__AIM OF THE EXERCISE__
Entries follow. Return each line that contains the word "still".

__INPUT DATA__
PR #1214, opened 2023-11-11
Fix long compilation times for epsg

### LINKED ISSUE #1006: bg::projections::detail::epsg_to_parameters causes excessive compile times
Hi,

First of all, thanks for this excellent library! 

# Intro

Just to notify about an issue that might be of interest for those using the  projections part of boost geometry,
limited to the epsg projection engine.

To be clear: This is not an issue about the correctness of the code, rather practical implications regarding excessive compile times.

The function in question is the  boost::geometry::projections::detail::epsg_to_parameters(), that does the job of converting an epsg code to parameters that describes the transformation.

E.g. given epsg code (an int) return back boost::geometry::srs::parameters<>.

This is realized using a static array inside the mentioned function, declarative and clear to read.

## the issue

The only issue is the time that the compiler need in order to resolve the expressions in the static table,
 chained call, 
starting with parameters<>(projection)(param1)....(param1) // the call operator is overloaded

Compile times for pre gcc 12.1 was already high (several minutes),
 but with the new gcc 12.1 it becomes > 30 minutes (33 minutes on ryzen 9 5950X series, only one core used).

On godbolt, the mininal sample below works for pre 12.1 compilers, but time-out on 12.1.

```c++
#include <boost/geometry/srs/projections/dpar.hpp>
#include <boost/geometry/srs/projections/epsg.hpp>

namespace test {
    size_t spend_massive_compile_time(int epsg_code) {
        auto dp = boost::geometry::projections::detail::epsg_to_parameters(epsg_code);
        return dp.size();
    }
}

int main(int argc, char **argv) {
    return test::spend_massive_compile_time(32631); // should return 6
}
``` 

### Simplify the expressions in the table

I tried to rework the static table, trying to avoid using chained expressions, 
rather use use plain vector<parameter<T>> {}.

It was kind of promising, 10 times faster!
 - so 3 minutes instead of 30 minutes. 

Looking at the data that goes into the static table, it's basically code,'numbers', strongly typed,
so moving along in a direction where the data that drives the resulting parameters are simple/fast compile-time types, 
it might be possible to get down to 'zero' compile-time, 
- at the cost of some run-time. (because the construction of the wanted object must be done at runtime)

E.g. creating the parameters only when really asked for, 
by means of typed constants/tuples, that are cheap during compile time.

A local test with initial approach, using the same table definitions, 
 reduces the compile time from 33 minutes to 3 minutes. (promising) 
So it illustrates that it works, even though 3 minutes to compile a table of approx 5k rows is still excessive.

Further progress on this shows that compiling a simple POD approach,
takes only 0.8 seconds. (compared to 33 minutes gcc 12.1, or 3 minutes pre gcc 12). 

**So approx 2000 times faster than the current situation for gcc 12.1** (and any boost geometry version, is my guess).

I think with a little work on this approach it might be worth considering, 
unless there are other more obvious solutions around that I have overlooked.

Sketches for this approach looks like:

```c++
#include <boost/geometry/srs/projections/dpar.hpp>


namespace boost::geometry::projections::detail {
    namespace epsg_data {
        /**
         * @brief simplest possible pod to capture a parameter definition
         */
        struct epsg_p_def {
            int e_type;///< unique enum type, one of name_xxx enums.
            int e_val{0}; ///< sub-enum type, one of value_xxx enums
            int n_args{0};///< number of floating point args, dependent on e_type,e_val
            double args[7];//most parameters are 1, towgs84 3 or 7
        };
        /**
         * @brief  pod to keep one epsg def, a set of epsg_p_defs.
         */
        struct epsg_def {
            epsg_p_def p_defs[13];// currently number of p_defs are 13(!)
        };
        struct epsg_entry {
            int code;
            epsg_def parameters;
        };
        using namespace srs::dpar;

        static const epsg_entry arr[] = {
            {2000, {{{proj,proj_tmerc},{lat_0,0,1,{0}},{lon_0,0,1,{-62}},{k,0,1,{0.9995000000000001}},{x_0,0,1,{400000}},{y_0,0,1,{0}},{ellps,ellps_clrk80},{units,units_m},{no_defs}}}},
            {2001, {{{proj,proj_tmerc},{lat_0,0,1,{0}},{lon_0,0,1,{-62}},{k,0,1,{0.9995000000000001}},{x_0,0,1,{400000}},{y_0,0,1,{0}},{ellps,ellps_clrk80},{units,units_m},{no_defs}}}},
            {2002, {{{proj,proj_tmerc},{lat_0,0,1,{0}},{lon_0,0,1,{-62}},{k,0,1,{0.9995000000000001}},{x_0,0,1,{400000}},{y_0,0,1,{0}},{ellps,ellps_clrk80},{towgs84,0,7,{725,685,536,0,0,0,0}},{units,units_m},{no_defs}}}},
            {2003, {{{proj,proj_tmerc},{lat_0,0,1,{0}},{lon_0,0,1,{-62}},{k,0,1,{0.9995000000000001}},{x_0,0,1,{400000}},{y_0,0,1,{0}},{ellps,ellps_clrk80},{towgs84,0,7,{72,213.7,93,0,0,0,0}},{units,units_m},{no_defs}}}},
            {2004, {{{proj,proj_tmerc},{lat_0,0,1,{0}},{lon_0,0,1,{-62}},{k,0,1,{0.9995000000000001}},{x_0,0,1,{400000}},{y_0,0,1,{0}},{ellps,ellps_clrk80},{towgs84,0,7,{174,359,365,0,0,0,0}},{units,units_m},{no_defs}}}},
            {2005, {{{proj,proj_tmerc},{lat_0,0,1,{0}},{lon_0,0,1,{-62}},{k,0,1,{0.9995000000000001}},{x_0,0,1,{400000}},{y_0,0,1,{0}},{ellps,ellps_clrk80},{units,units_m},{no_defs}}}},
          // some more thousands rows follows here
        };
    }
}

```

### Make the table/instantiation part of a .cpp  file 

If the table was created as part of the compilation of the boost library itself, instead of header-only for this part, that  might work.
Maybe in combination with the speedup approach, 30 minutes is still some time, for a single file.

A variant is to control the inline/static part with a compile-time define, so that affected users can choose to compile the table-part in a separate unit (avoiding repeated compilations of the stuff that takes time)
Drawbacks with this approach is clearly that it breaks header-only, so the 'hybrid' user def constant specified approach could work, helping out the users that are affected.

tinko92:
This PR is intended to fix #1006 . @vissarion , I saw your comment about GCC 12.1 being an outlier at the time but unfortunately it now occurs with GCC 13.2.1 and GCC 12.3.0 too. I also get long (40s-60s on an Intel i7-12800H) compilation times with Clang 16 (haven't tried other versions) if I use any kind of optimization (-O{1,2,3}), which seems unreasonable for a <10k line header that contains only a list of static data. I didn't record the exact numbers but I also saw excessive compilation times for this header with MSVC.

This PR changes the code_element type to a statically sized object without heap allocations (similar to the one proposed by @sigbjorn in #1006 ). Since the keys are all known at compile-time, the binary search can also be replaced with perfect hashing.

A test for the equality of the parameters-arrays in this PR and the one currently in boost is implemented here: https://gist.github.com/tinko92/3b55c5288b8ff229e541cfa76257f892

The code that was used to generate the code in this PR from the old one is found here (uses std::format and magic_enum):
https://gist.github.com/tinko92/869d610859e53a2a1906b7ae19b67e8c

The perfect hashing functions are generated using https://github.com/rurban/nbperf and then slightly edited (formatting, constexpr).

# Advantages
- 600x faster compilation with affected GCC versions, 50x faster compilation with Clang if optimizations are enabled, generally <1s compilation times across all tested configurations.
- Worst-case O(1) lookup rather than O(log(n)).
- No more ~4k heap allocations when epsg_to_parameters is first called.
- Functions in the binary are a lot smaller, all the data is in .rodata.
- Overall compiled binary size for the example in issue #1006 is 560kB (~40%) smaller with Clang 16 and -O2. For equivalent examples with esri.hpp and iau2000.hpp, the size reductions are 100kB (~53%) and 332kB (~64%) respectively. Greater savings with GCC.

# Disadvantages
- Adding/removing transformations requires rehashing. This could be avoided by reverting to binary search at the cost of O(1) lookup.
- Code is less readable and longer than before (but imho still reasonably readable).

I was hoping, it would also lead to smaller binaries when the code is known at compile-time (At least Clang seems to be able in principle to optimize away this kind of hashing with static keys: https://godbolt.org/z/Kq66anToo) but that did not work out unfortunately, maybe I am missing something to make that work.


barendgehrels:
@tinko92 I didn't react at that time - because I wanted to think about it (and later forgot).
I'm not in favour of this. It adds too much complexity. Can we close it?

tinko92:
> @tinko92 I didn't react at that time - because I wanted to think about it (and later forgot). I'm not in favour of this. It adds too much complexity. Can we close it?

I understand, yes it can be closed.

If the main complexity objection is with the perfect hashing, maybe a different PR that just replaces the current chaining (which I think leads to the long compile times) with a simpler initialisation approach can be considered to address #1006 ? I am currently very time-constrained, but I will try to look into this again in summer.

barendgehrels:
Thank you! And thanks for the ref to #1006 again. It's listed as close because they found another solution - so we can verify the need and the workflow.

__WRITTEN REPLY__
So it illustrates that it works, even though 3 minutes to compile a table of approx 5k rows is still excessive.
Maybe in combination with the speedup approach, 30 minutes is still some time, for a single file.
- Code is less readable and longer than before (but imho still reasonably readable).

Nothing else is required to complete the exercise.